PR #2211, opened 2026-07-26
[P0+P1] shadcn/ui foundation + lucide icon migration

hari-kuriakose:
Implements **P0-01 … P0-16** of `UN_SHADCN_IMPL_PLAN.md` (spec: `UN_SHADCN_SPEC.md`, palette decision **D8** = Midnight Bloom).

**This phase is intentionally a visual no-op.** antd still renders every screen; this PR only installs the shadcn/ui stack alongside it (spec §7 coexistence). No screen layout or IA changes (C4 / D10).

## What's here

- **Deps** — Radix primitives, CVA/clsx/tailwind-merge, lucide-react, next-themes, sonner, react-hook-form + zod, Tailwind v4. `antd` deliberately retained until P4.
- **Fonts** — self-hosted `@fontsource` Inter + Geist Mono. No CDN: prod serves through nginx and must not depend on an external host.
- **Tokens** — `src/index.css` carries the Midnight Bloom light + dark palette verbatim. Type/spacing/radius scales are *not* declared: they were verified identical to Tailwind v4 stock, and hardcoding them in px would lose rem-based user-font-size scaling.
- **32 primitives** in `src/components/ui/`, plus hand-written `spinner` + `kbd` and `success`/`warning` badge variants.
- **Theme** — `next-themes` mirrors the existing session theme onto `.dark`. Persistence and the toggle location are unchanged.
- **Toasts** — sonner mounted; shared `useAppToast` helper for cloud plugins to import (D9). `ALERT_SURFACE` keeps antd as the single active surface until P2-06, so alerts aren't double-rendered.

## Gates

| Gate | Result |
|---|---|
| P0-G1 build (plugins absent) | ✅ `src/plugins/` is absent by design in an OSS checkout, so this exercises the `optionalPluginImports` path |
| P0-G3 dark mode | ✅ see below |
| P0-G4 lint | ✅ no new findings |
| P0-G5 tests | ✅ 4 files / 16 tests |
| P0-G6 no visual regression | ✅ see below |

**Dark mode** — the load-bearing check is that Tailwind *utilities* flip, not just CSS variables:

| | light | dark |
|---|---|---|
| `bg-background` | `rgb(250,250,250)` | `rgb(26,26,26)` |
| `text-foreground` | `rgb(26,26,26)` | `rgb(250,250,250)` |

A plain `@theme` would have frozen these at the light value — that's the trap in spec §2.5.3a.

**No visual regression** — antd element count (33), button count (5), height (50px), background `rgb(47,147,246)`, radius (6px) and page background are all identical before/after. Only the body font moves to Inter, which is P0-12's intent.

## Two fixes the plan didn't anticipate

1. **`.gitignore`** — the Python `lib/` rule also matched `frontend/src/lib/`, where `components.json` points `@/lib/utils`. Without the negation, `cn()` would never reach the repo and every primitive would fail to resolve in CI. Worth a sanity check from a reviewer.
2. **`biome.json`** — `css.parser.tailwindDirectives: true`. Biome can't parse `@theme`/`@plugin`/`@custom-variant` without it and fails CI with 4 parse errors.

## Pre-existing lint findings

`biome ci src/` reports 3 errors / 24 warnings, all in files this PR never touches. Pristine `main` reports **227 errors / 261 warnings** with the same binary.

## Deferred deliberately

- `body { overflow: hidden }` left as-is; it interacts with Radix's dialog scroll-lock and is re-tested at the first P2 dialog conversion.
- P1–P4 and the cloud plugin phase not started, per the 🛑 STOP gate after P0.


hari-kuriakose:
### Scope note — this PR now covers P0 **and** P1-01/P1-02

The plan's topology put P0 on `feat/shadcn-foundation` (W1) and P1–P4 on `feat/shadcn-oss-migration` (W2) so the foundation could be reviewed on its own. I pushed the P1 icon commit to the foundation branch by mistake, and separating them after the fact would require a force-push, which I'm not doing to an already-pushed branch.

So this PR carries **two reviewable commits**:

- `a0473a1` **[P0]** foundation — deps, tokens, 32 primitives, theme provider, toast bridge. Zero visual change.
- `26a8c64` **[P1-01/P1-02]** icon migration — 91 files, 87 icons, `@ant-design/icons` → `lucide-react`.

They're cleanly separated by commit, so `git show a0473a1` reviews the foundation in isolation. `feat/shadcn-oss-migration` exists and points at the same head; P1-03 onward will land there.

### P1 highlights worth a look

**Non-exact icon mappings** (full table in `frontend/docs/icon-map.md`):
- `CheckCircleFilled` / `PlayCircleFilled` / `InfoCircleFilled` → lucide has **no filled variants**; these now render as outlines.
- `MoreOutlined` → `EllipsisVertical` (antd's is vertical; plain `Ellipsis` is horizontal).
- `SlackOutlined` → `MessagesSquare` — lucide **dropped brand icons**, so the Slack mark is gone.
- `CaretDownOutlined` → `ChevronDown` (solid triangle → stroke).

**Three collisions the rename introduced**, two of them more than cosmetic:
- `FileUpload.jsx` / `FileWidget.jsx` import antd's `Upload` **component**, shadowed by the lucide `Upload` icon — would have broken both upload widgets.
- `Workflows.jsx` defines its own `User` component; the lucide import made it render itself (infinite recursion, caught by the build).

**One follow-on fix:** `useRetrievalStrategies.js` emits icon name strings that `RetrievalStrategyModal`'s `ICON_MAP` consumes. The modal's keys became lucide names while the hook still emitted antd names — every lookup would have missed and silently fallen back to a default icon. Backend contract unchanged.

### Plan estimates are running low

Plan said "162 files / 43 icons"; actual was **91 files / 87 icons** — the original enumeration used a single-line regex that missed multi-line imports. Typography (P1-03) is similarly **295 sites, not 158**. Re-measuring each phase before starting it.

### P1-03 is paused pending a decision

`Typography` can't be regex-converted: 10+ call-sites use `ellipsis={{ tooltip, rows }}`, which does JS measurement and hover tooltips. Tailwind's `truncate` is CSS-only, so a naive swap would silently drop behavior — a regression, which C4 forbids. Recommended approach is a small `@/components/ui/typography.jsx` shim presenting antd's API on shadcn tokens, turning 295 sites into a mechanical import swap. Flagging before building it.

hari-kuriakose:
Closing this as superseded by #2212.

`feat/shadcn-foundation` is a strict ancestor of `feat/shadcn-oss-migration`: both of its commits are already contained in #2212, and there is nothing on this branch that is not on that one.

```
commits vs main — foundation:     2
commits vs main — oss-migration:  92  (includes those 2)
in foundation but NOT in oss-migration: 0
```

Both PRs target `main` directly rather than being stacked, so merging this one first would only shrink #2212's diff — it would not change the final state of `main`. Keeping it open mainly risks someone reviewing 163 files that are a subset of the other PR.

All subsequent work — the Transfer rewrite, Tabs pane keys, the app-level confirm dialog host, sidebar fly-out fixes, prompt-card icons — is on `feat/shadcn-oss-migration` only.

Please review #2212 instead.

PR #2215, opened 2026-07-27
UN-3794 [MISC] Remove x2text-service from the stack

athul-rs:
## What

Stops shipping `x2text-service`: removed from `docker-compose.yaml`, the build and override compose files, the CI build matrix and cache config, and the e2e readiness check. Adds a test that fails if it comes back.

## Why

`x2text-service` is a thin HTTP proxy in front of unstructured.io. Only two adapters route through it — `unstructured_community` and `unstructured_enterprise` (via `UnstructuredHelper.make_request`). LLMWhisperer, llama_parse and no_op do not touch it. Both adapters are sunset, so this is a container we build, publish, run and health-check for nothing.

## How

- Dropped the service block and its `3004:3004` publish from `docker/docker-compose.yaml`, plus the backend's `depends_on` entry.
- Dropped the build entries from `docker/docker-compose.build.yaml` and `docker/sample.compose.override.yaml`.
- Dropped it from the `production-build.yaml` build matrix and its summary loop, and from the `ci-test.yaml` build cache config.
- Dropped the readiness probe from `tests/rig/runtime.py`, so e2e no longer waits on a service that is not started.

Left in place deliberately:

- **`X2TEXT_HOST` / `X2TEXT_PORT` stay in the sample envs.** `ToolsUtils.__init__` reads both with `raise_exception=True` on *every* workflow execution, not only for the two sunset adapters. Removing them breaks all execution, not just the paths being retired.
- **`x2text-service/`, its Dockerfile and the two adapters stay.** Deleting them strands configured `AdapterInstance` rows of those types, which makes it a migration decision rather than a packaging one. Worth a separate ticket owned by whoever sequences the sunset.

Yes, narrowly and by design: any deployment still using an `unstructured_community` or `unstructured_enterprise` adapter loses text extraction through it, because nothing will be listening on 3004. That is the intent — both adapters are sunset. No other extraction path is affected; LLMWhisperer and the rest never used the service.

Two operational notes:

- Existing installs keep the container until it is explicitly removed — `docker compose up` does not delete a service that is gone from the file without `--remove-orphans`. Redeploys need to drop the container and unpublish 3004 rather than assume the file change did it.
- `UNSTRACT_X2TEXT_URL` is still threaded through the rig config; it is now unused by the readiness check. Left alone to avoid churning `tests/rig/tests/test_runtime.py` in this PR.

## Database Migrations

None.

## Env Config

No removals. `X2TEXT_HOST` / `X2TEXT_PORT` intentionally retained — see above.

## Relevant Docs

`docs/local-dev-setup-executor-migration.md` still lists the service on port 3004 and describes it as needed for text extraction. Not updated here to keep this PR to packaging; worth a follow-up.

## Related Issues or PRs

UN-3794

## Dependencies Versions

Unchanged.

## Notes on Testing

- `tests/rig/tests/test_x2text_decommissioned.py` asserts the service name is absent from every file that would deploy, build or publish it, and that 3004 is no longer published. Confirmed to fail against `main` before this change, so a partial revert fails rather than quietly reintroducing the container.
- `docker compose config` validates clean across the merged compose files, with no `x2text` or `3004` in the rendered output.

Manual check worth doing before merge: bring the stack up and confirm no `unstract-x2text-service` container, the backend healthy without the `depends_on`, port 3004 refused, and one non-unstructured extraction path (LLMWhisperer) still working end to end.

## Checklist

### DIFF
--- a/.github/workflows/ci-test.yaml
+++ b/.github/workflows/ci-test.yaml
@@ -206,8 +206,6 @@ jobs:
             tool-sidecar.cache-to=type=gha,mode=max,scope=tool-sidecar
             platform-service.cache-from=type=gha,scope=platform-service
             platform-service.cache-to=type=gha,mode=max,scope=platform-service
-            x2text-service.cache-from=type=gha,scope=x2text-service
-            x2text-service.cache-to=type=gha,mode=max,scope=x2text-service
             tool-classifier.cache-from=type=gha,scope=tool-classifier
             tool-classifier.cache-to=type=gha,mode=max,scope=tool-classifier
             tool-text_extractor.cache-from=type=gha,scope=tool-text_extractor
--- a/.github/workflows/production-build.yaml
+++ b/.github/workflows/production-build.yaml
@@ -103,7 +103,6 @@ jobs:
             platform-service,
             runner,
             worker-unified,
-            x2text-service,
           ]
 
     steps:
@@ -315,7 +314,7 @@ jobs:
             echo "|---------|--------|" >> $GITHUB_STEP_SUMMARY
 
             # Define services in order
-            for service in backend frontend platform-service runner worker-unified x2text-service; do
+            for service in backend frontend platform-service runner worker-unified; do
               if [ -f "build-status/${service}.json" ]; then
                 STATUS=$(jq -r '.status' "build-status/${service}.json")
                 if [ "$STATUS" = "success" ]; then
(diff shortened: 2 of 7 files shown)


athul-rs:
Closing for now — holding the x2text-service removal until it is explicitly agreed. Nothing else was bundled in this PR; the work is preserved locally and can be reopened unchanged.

------------------------------

[Task] From the listing above, copy every line where the string "have" is found.

[Solution]
A plain `@theme` would have frozen these at the light value — that's the trap in spec §2.5.3a.
- `FileUpload.jsx` / `FileWidget.jsx` import antd's `Upload` **component**, shadowed by the lucide `Upload` icon — would have broken both upload widgets.
**One follow-on fix:** `useRetrievalStrategies.js` emits icon name strings that `RetrievalStrategyModal`'s `ICON_MAP` consumes. The modal's keys became lucide names while the hook still emitted antd names — every lookup would have missed and silently fallen back to a default icon. Backend contract unchanged.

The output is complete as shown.